PR #3850, opened 2023-03-19
feat: ATA support

tamayika:
I added ATA(Automatic Type Acquisition) feature using `@typescript/ata`(https://github.com/microsoft/TypeScript-Website/tree/v2/packages/ata).

* default is disabled, so there is no downgrades.
* fetch type definition from jsdelivr.
* fetch is called in web worker.
  * this is because monaco.contribution.ts does not contains ts namespace and is keeping small size.
  * but web worker does not know when code is updated, so ATA runs in getScriptText method asynchronously.

I don't know the best way to run locally Monaco Editor Website but I used below config.

```json
{
    "loaderUrl": "http://localhost:8080/node_modules/monaco-editor-core/dev/vs/loader.js",
    "loaderConfigPaths": {
        "vs": "http://localhost:8080/node_modules/monaco-editor-core/dev/vs",
        "vs/fillers/monaco-editor-core": "http://localhost:8080/out/languages/amd-tsc/fillers/monaco-editor-core-amd",
        "vs/language": "http://localhost:8080/out/languages/amd-tsc/language",
        "vs/basic-language": "http://localhost:8080/out/languages/amd-tsc/basic-language"
    },
    "codiconUrl": "http://localhost:8080/node_modules/monaco-editor-core/dev/vs/base/browser/ui/codicons/codicon/codicon.ttf",
    "monacoTypesUrl": "http://localhost:8080/out/monaco-editor/monaco.d.ts"
}
```

### DIFF
--- a/package.json
+++ b/package.json
@@ -39,6 +39,7 @@
 	"devDependencies": {
 		"@types/mocha": "^9.1.0",
 		"@types/shelljs": "^0.8.11",
+		"@typescript/ata": "^0.9.3",
 		"@typescript/vfs": "^1.3.5",
 		"chai": "^4.3.6",
 		"clean-css": "^5.2.4",
@@ -73,6 +74,9 @@
 		"vscode-uri": "3.0.3",
 		"webpack": "^5.76.0",
 		"yaserver": "^0.4.0"
+	},
+	"overrides": {
+		"typescript": "^5.0.2"
 	},
 	"alias": {
 		"process": false,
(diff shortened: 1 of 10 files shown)


package.json
```diff
@@ -74,6 +75,9 @@
 		"webpack": "^5.76.0",
 		"yaserver": "^0.4.0"
 	},
+	"overrides": {
```
tamayika, line 78: `@typescript/ata` currently requires typescript 4.x as peerDependency.
If this PR is going to accepted and merged, I will make a PR to `@typescript/ata` to relax requirements.

hediet:
Thanks for the PR! I'm not convinced though this should be part of the default monaco editor.

tamayika:
I believe that having this feature in the Monaco Editor is crucial when writing JavaScript/TypeScript for CommonJS.
Without this feature, the user would need to have a TypeScript dependency in order to implement it.
This would result in a larger bundled JavaScript file size due to the additional TypeScript code.

PR #3956, opened 2023-05-11
Expose JSON worker

### LINKED ISSUE #727: Expose access to JSON worker
`monaco.languages.typescript` has methods for getting the JS and TS workers, but there is no analogous method for JSON. This seems to imply that getting access to the diagnostic messages requires mining the decorator information or running a second language server.

DavidMulder0:
Fix #727

Exposes the JSON worker and the parseDocument function from the JSON Worker.

This is useful when editors want to use the JSON Worker's ability to parse the document, as using a separate parser can result in inconsistencies and does double the work.

(I had a **lot** of trouble getting this repository to build properly. Best I can tell the instructions in CONTRIBUTING should be significantly updated, and certain things just don't seem to work (the standard playground linked execution seems to never work with the JSON worker)).


DavidMulder0:

DavidMulder0:
Worth noting, this mirrors exactly what the typescript/javascript worker do and how they expose their worker.

DavidMulder0:
And as an example of what this allows

```typescript
monaco.languages.registerCodeLensProvider('json', {
    provideCodeLenses: async function (model, token) {
      const getWorker = await monaco.languages.json.getWorker();
      const worker = await getWorker(model.uri.toString());
      const schema = await worker.getMatchingSchemas(model.uri.toString());
      return {
        lenses: schema
          .filter((item) => item.schema.format === 'ipv4')
          .map((schemaItem) => {
            const start = model.getPositionAt(schemaItem.node.parent.offset);
            const end = model.getPositionAt(
              schemaItem.node.parent.offset + schemaItem.node.parent.length
            );
            return {
              range: {
                startLineNumber: start.lineNumber,
                startColumn: start.column,
                endLineNumber: end.lineNumber,
                endColumn: end.column,
              },
              id: 'First Line',
              command: {
                id: commandId,
                title: 'Select VM',
              },
            };
          }),
        dispose: () => {},
      };
    },
    resolveCodeLens: function (model, codeLens, token) {
      return codeLens;
    },
});
```

hediet:
> (I had a lot of trouble getting this repository to build properly. Best I can tell the instructions in CONTRIBUTING should be significantly updated, and certain things just don't seem to work (the standard playground linked execution seems to never work with the JSON worker)).

Sorry to hear that. What problems did you run into?

DG4ever:
Any news on this pull request? This is exactly what I am looking for.

src/language/json/monaco.contribution.ts
```diff
@@ -4,7 +4,8 @@
  *--------------------------------------------------------------------------------------------*/
 
 import * as mode from './jsonMode';
-import { Emitter, IEvent, languages } from '../../fillers/monaco-editor-core';
+import { Emitter, IEvent, languages, Uri } from '../../fillers/monaco-editor-core';
+import type { JSONWorker } from './jsonWorker';
```
aeschli, line 8: We want that all exported types are in monaco.contribution.ts. So also a interface describing the  `JSONWorker` should be defined here.
Can you add a IJSONWoker. I suggest it is limited to the function you want to expose.

aeschli (changes requested):

PR #4037, opened 2023-06-21
Fix lorem ipsum text on marketing page.

steventrouble:
The github.io page for this has lorem ipsum text in a prominent position on the page. This replaces it with real text.


steventrouble:

hediet:
Thanks! Interesting how nobody noticed this...

hediet (approved):

connor4312 (approved):

PR #4087, opened 2023-07-18
Document some basic concepts

### LINKED ISSUE #4084: [Feature Request] Explain basic concepts
### Context

- [X] This issue is not a bug report. *(please use a different template for reporting a bug)*
- [X] This issue is not a duplicate of an existing issue. *(please use the [search](https://github.com/microsoft/monaco-editor/issues) to find existing issues)*

### Description

On my repositories that contain Monaco editor, I sometimes get questions about Monaco editor from users who don’t understand some of the basic concepts. People think of it as a code editor, but really to use Monaco editor, people must have some basic understanding of:

- URIs
- Models
- Editor instances
- Providers
- Disposables

A little write-up on this would be nice. I could provide one if you want. Just let me know if this belongs on the wiki or readme.

_No response_

_No response_

remcohaszing:
I think this captures the basics. I’m open to suggestions.

IMO this is brief enough to keep in the readme, but I can move it into `/docs/basic-concepts` or so and link that if that’s preferable.

Closes #4084

### DIFF
--- a/README.md
+++ b/README.md
@@ -31,6 +31,32 @@ You will get:
 
 It is recommended to develop against the `dev` version, and in production to use the `min` version.
 
+## Concepts
+
+Monaco editor is best known for being the text editor that powers VS Code. However, it’s a bit more nuanced. Some basic understanding about the underlying concepts is needed to use Monaco editor effectively.
+
+### Models
+
+Models are at the heart of Monaco editor. It’s what you interact with when managing content. A model represents a file that has been opened. This could represent a file that exists on a file system, but it doesn’t have to. For example, the model holds the text content, determines the language of the content, and tracks the edit history of the content.
+
+### URIs
+
+Each model is identified by a URI. This is why it’s not possible for two models to have the same URI. Ideally when you represent content in Monaco editor, you should think of a virtual file system that matches the files your users are editing. For example, you could use `file:///` as a base path. If a model is created without a URI, it’s URI will be `inmemory://model/1`. The number increases as more models are created.
+
+### Editors
+
+An editor is a user facing view of the model. This is what gets attached to the DOM and what your users see visually. Typical editor operations are displaying a model, managing the view state, or executing actions or commands.
+
+### Providers
+
+Providers provide smart editor features, also known as IntelliSense. For example, this includes completion and hover information. It is not the same as, but often maps to [language server protocol](https://microsoft.github.io/language-server-protocol) features.
+
+Providers work on models. Some IntelliSense depends on the file URI. For example, for TypeScript to resolve imports, or for JSON IntelliSense to determine which JSON schema to apply to which model. So it’s important to choose proper model URIs.
+
+### Disposables
+
+Many Monaco related objects often implement the `.dispose()` method. This method is intended to perform cleanups when a resource is no longer needed. For example, calling `model.dispose()` will unregister it, freeing up the URI for a new model. And editors are typically disposed when changing to another view.
+
 ## Documentation
 
 - Learn how to integrate the editor with these [complete samples](./samples/).
--- a/README.md
+++ b/README.md
@@ -33,15 +33,15 @@ It is recommended to develop against the `dev` version, and in production to use
 
 ## Concepts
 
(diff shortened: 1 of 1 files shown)


README.md
```diff
@@ -31,6 +31,32 @@ You will get:
...
+
+Each model is identified by a URI. This is why it’s not possible for two models to have the same URI. Ideally when you represent content in Monaco editor, you should think of a virtual file system that matches the files your users are editing. For example, you could use `file:///` as a base path. If a model is created without a URI, it’s URI will be `inmemory://model/1`. The number increases as more models are created.
+
+### Editors
+
+An editor is a user facing view of the model. This is what gets attached to the DOM and what your users see visually. Typical editor operations are displaying a model, managing the view state, or executing actions or commands.
+
+### Providers
+
+Providers provide smart editor features, also known as IntelliSense. For example, this includes completion and hover information. It is not the same as, but often maps to [language server protocol](https://microsoft.github.io/language-server-protocol) features.
```
hediet, line 52: `IntelliSense` only refers to completions

README.md
```diff
@@ -31,6 +31,32 @@ You will get:
...
+
+Providers work on models. Some IntelliSense depends on the file URI. For example, for TypeScript to resolve imports, or for JSON IntelliSense to determine which JSON schema to apply to which model. So it’s important to choose proper model URIs.
```
hediet, line 54: I'd use "auto-complete", afaik IntelliSense is a Visual Studio only term

README.md
```diff
@@ -31,6 +31,32 @@ You will get:
...
+
+Monaco editor is best known for being the text editor that powers VS Code. However, it’s a bit more nuanced. Some basic understanding about the underlying concepts is needed to use Monaco editor effectively.
+
+### Models
+
+Models are at the heart of Monaco editor. It’s what you interact with when managing content. A model represents a file that has been opened. This could represent a file that exists on a file system, but it doesn’t have to. For example, the model holds the text content, determines the language of the content, and tracks the edit history of the content.
+
+### URIs
+
+Each model is identified by a URI. This is why it’s not possible for two models to have the same URI. Ideally when you represent content in Monaco editor, you should think of a virtual file system that matches the files your users are editing. For example, you could use `file:///` as a base path. If a model is created without a URI, it’s URI will be `inmemory://model/1`. The number increases as more models are created.
```
hediet, line 44:
```suggestion
Each model is identified by a URI. This is why it’s not possible for two models to have the same URI. Ideally when you represent content in Monaco editor, you should think of a virtual file system that matches the files your users are editing. For example, you could use `file:///` as a base path. If a model is created without a URI, its URI will be `inmemory://model/1`. The number increases as more models are created.
```

In general I think we use `'` instead of `’`. I'd keep that for consistency reasons.

README.md
```diff
@@ -31,6 +31,32 @@ You will get:
...
+
+### Providers
+
+Providers provide smart editor features, also known as IntelliSense. For example, this includes completion and hover information. It is not the same as, but often maps to [language server protocol](https://microsoft.github.io/language-server-protocol) features.
+
+Providers work on models. Some IntelliSense depends on the file URI. For example, for TypeScript to resolve imports, or for JSON IntelliSense to determine which JSON schema to apply to which model. So it’s important to choose proper model URIs.
+
+### Disposables
+
+Many Monaco related objects often implement the `.dispose()` method. This method is intended to perform cleanups when a resource is no longer needed. For example, calling `model.dispose()` will unregister it, freeing up the URI for a new model. And editors are typically disposed when changing to another view.
```
hediet, line 58:
```suggestion
Many Monaco related objects often implement the `.dispose()` method. This method is intended to perform cleanups when a resource is no longer needed. For example, calling `model.dispose()` will unregister it, freeing up the URI for a new model. Editors should be disposed to free up resources and remove their model listeners.
```

hediet (changes requested):
Thanks! I left some comments.

README.md
remcohaszing: I thought it applied to Monaco editor too, as it was part of VS Code. Good to know this is not the case. :)

I changed it to _editors features_, as it’s not just auto-complete.

hediet (approved):

hediet:
Thanks!

roblourens (approved):

PR #4151, opened 2023-08-31
fix: editor should not setModelMarkers when allDiagnostics is empty

qingniaotonghua:


qingniaotonghua:
When set setDiagnosticsOptions with {
      noSemanticValidation: true,
      noSyntaxValidation: true,
      noSuggestionDiagnostics: true,
    } to disable default diagnostics,  but  my custom modelMarkers will be cleaned by default diagnostics

PR #2425, opened 2025-03-14
Feature Branch for PII and ID changes

### LINKED ISSUE #2412: Metadata auto-detection should find `id` columns that are not primary/foreign keys

### Problem Description
Currently the metadata auto-detection feature ([`detect_from_dataframe`](https://docs.sdv.dev/sdv/single-table-data/data-preparation/creating-metadata#detect_from_dataframe) and [`detect_from_dataframes`](https://docs.sdv.dev/sdv/multi-table-data/data-preparation/creating-metadata#detect_from_dataframes)) will try to detect the sdtypes for each column. One of the possible sdtypes is `id`, meaning that the column is an identifier for an entity.

An `id` column need not be a primary or a foreign key (but it can be!). For example in the table below, the `transaction_id` and `product_id` are both `id` columns; however only the transaction is a primary key. The `product_id` is not a primary key (it repeats), nor is it a foreign key (because there is no separate `products` table that is available). It just a column.

| transaction_id | date        | amount | product_id |
|----------------|-------------|--------|------------|
| t_k39jcd       | Mar 9, 2025 | 23.55  | p_39cl1    |
| t_0391ls       | Mar 8, 2025 | 100.90 | p_0ckql    |
| t_93mcp        | Mar 8, 2025 | 101.35 | p_0ckql    |
| ...        | ... | ... | ...   |

Currently, the **metadata auto-detection feature only identifies id columns if they are primary or foreign keys**. This would become a problem for the `product_id` column in the table above.

### Expected behavior
The metadata auto-detection feature should be able to identify columns of sdtype `id` even if they are not primary or foreign keys. We can accomplish this by looking at the column name (just like we do for PII columns): If the column name has a token `'id'` in it, then we should mark it as sdtype id.

- Just like we do for PII columns, the substring should be tokenized before looking for a match. This means that it should only count as a match in cases like `'vendor-id'` or `'Product Id'`. It should not count as a match for strings like `'paid'` or `'uuids'`.
- The token we're looking for (`'id'`) should be case-insensitive. So it should match against `'ID'`, `'Id'`, `'id'`, etc.
- The primary and foreign key relationship detection should happen separately. When the relationships are detected, they should not affect the sdtype for any other column _not_ in that relationship. Eg. Detecting `transaction_id` as a primary key should not affect the detected sdtype of any other column like `product_id`.

### LINKED ISSUE #2413: When in doubt, metadata auto-detection should mark columns as sdtype `categorical`

### LINKED ISSUE #2416: Update transformer assignment for `id` columns

### Problem Description
Many users have now given us feedback that the synthesized data can contain random values that start with `sdv-id` for example `sdv-id-392fl`.  This is happening because the SDV doesn't currently know how to handle columns of sdtype `id` if they are not keys (primary key, foreign key, sequence key, alternate key, etc.). So it just generally creates random values for them.

To better align with user expectations, we should update the transformers that are automatically assigned to such _non-key ID columns_.

### Expected behavior
For _non-key ID columns only_, update the auto-assigned RDT transformers. The new assignment should only be based on whether or not a `regex_format` is present for that ID column in the metadata.

**No regex format present**: If there is no `regex_format` provided in the metadata, we will recycle the ID values that are present in the real data.
- Assign the `UniformEncoder` to this column.
- _Note that `UniformEncoder` is a categorical RDT. [RDT #953](https://github.com/sdv-dev/RDT/issues/953) should be completed and will allow us to use this categorical transformer for ID columns._

**Regex format is present**: If there is a `regex_format` present, then we should create new ID values ~at a realistic scale.~ 
- Assign the `RegexGenerator` with `cardinality_rule='unique'` to this column. 
- _Note that this `'cardinality_rule'` parameter is not currently available in RDT. [RDT #949](https://github.com/sdv-dev/RDT/issues/949) should be completed and will allow us to assign this transformer._

### Additional context
Below is the full list of blocking issues for this one:
- [RDT #953](https://github.com/sdv-dev/RDT/issues/953)
- [RDT #949](https://github.com/sdv-dev/RDT/issues/949)

### LINKED ISSUE #2456: When auto-detecting metadata, add a parameter to control the foreign key detection algorithm
### Problem Description
For multi-table datasets, the metadata auto-detection is done using the [`detect_from_dataframes` method](https://docs.sdv.dev/sdv/multi-table-data/data-preparation/creating-metadata#detect_from_dataframes).

When this method infers the foreign keys, there are different algorithms that are possible. In SDV Community, we offer a simple inference algorithm while SDV Enterprise users have additional options. This difference should be made explicit within the API.

### Expected behavior
Add a parameter called `foreign_key_inference_algorithm` to the multi table auto-detection method. For SDV Community users, there is only one option available: `'column_name_match'`, which matches the foreign key columns based on the name of the column. This should be the default.

```python
metadata = Metadata.detect_from_dataframes(
    data=my_dataframes,
    foreign_key_inference_algorithm='column_name_match'
)
```

(For SDV Enterprise users, there will be additional options and a different default.)

### Additional context
If `infer_keys='primary_only'` or `infer_keys=None`, then the foreign key inference algorithm isn't used at all. This should be self-evident given the name of this parameter.

lajohn4747:
contains #2420 

resolves #2413 
resolves #2412 
resolves #2416 
resolves #2456

### DIFF
--- a/.github/workflows/dtypes.yml
+++ b/.github/workflows/dtypes.yml
@@ -1,9 +1,9 @@
 name: Dtypes Tests
 
 on:
-  push:
-  pull_request:
-    types: [opened, reopened]
+  workflow_dispatch:
+  schedule:
+    - cron: '0 3 * * 1'
 
 concurrency:
   group: ${{ github.workflow }}-${{ github.ref }}
--- a/sdv/metadata/metadata.py
+++ b/sdv/metadata/metadata.py
@@ -66,8 +66,47 @@ class Metadata(MultiTableMetadata):
         if not isinstance(infer_sdtypes, bool):
             raise ValueError("'infer_sdtypes' must be a boolean value.")
 
+    @staticmethod
+    def _validate_foreign_key_inference_algorithm(foreign_key_inference_algorithm):
+        if foreign_key_inference_algorithm != 'column_name_match':
+            raise ValueError("'foreign_key_inference_algorithm' must be 'column_name_match'")
+
     @classmethod
-    def detect_from_dataframes(cls, data, infer_sdtypes=True, infer_keys='primary_and_foreign'):
+    def _detect_from_dataframes(
+        cls,
+        data,
+        infer_sdtypes=True,
+        infer_keys='primary_and_foreign',
+        foreign_key_inference_algorithm='column_name_match',
+    ):
+        if not data or not all(isinstance(df, pd.DataFrame) for df in data.values()):
+            raise ValueError('The provided dictionary must contain only pandas DataFrame objects.')
+        if infer_keys not in ['primary_and_foreign', 'primary_only', None]:
+            raise ValueError(
+                "'infer_keys' must be one of: 'primary_and_foreign', 'primary_only', None."
+            )
+        cls._validate_foreign_key_inference_algorithm(foreign_key_inference_algorithm)
+        cls._validate_infer_sdtypes(infer_sdtypes)
+
+        metadata = Metadata()
+        for table_name, dataframe in data.items():
+            metadata.detect_table_from_dataframe(
+                table_name, dataframe, infer_sdtypes, None if infer_keys is None else 'primary_only'
+            )
+
+        if infer_keys == 'primary_and_foreign':
+            metadata._detect_relationships(data, foreign_key_inference_algorithm)
+
+        return metadata
+
+    @classmethod
+    def detect_from_dataframes(
+        cls,
+        data,
+        infer_sdtypes=True,
+        infer_keys='primary_and_foreign',
+        foreign_key_inference_algorithm='column_name_match',
+    ):
         """Detect the metadata for all tables in a dictionary of dataframes.
 
         This method automatically detects the ``sdtypes`` for the given ``pandas.DataFrames``.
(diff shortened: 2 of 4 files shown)


pyproject.toml
```diff
@@ -38,7 +38,7 @@ dependencies = [
     'copulas>=0.12.1',
     'ctgan>=0.11.0',
     'deepecho>=0.7.0',
-    'rdt>=1.14.0',
+    'rdt @ git+https://github.com/sdv-dev/rdt.git@feature/allow-id-categorical-transformers',
```
amontanez24, line 41:
```suggestion
    'rdt>=1.16.0.dev0',
```

pyproject.toml
```diff
@@ -38,7 +38,7 @@ dependencies = [
     'copulas>=0.12.1',
     'ctgan>=0.11.0',
     'deepecho>=0.7.0',
-    'rdt>=1.14.0',
+    'rdt>=1.16.0.dev0',
```
amontanez24, line 41:
```suggestion
    'rdt>=1.16.0',
```

amontanez24 (approved):

frances-h (approved):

# # #

*Work to complete*: What is wanted is one number: how many lines in the listing hold the string "issues".

*Solution to the exercise*: 6